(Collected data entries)
PR #147, opened 2016-05-13
panel: Show/hide the social bar icon depending on a gsetting

joaquimrocha:
https://phabricator.endlessm.com/T11619


js/ui/panel.js
```diff
@@ -412,6 +416,27 @@ const Panel = new Lang.Class({
                 });
             })
         );
+
+        global.settings.connect('changed::' + SETTINGS_ENABLE_SOCIAL_BAR_KEY,
+                                Lang.bind(this, this._updateSocialBar));
```
cosimoc: Instead of having this in `panel.js`, you should move that logic in `status/social.js` itself. You can take inspiration from the accessibility indicator: https://github.com/endlessm/eos-desktop/blob/master/js/ui/status/accessibility.js#L83

PR #149, opened 2016-05-27
T11713

cosimoc:
https://phabricator.endlessm.com/T11713

### DIFF
--- a/js/ui/status/keyboard.js
+++ b/js/ui/status/keyboard.js
@@ -261,9 +261,9 @@ const InputSourceSessionSettings = new Lang.Class({
         this._settings.connect('changed::' + this._KEY_PER_WINDOW, Lang.bind(this, this._emitPerWindowChanged));
     },
 
-    get inputSources() {
+    _getSourcesList: function(key) {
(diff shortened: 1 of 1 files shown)


js/ui/status/keyboard.js
```diff
@@ -453,6 +493,27 @@ const InputSourceManager = new Lang.Class({
...
+            let mruSettings = this._settings.mruSources;
+            for (let i = 0; i < mruSettings.length; i++) {
+                let mruSettingSource = mruSettings[i];
+                let mruSource = null;
+
+                for (let j = 0; j < sourcesList.length; j++) {
+                    let source = sourcesList[j];
+                    if (source.type == mruSettingSource.type &&
+                        source.id == mruSettingSource.id) {
+                        mruSource = source;
```
joaquimrocha: Why not pushing *source* to the list directly here? mruSource doesn't seem to be used anywhere else.

cosimoc: That's true... But since this was pushed upstream like this already, I prefer merging it as-is to avoid carrying an additional delta.

PR #150, opened 2016-05-30
T11422

joaquimrocha:
https://phabricator.endlessm.com/T11422

### DIFF
--- a/js/ui/iconGridLayout.js
+++ b/js/ui/iconGridLayout.js
@@ -234,8 +234,10 @@ const IconGridLayout = new Lang.Class({
 
         let filename = info.get_filename();
         let userDir = GLib.get_user_data_dir();
-        if (filename && userDir && GLib.str_has_prefix(filename, userDir)) {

- _TASK DIRECTIONS_
Scan the entries above for the line containing "https://phabricator.endlessm.com/T11422", and copy it and all lines after it exactly, down to and including the line containing "let userDir = GLib.get_user_data_dir();".

- _SOLUTION FOR THIS PROBLEM_
https://phabricator.endlessm.com/T11422

### DIFF
--- a/js/ui/iconGridLayout.js
+++ b/js/ui/iconGridLayout.js
@@ -234,8 +234,10 @@ const IconGridLayout = new Lang.Class({
 
         let filename = info.get_filename();
         let userDir = GLib.get_user_data_dir();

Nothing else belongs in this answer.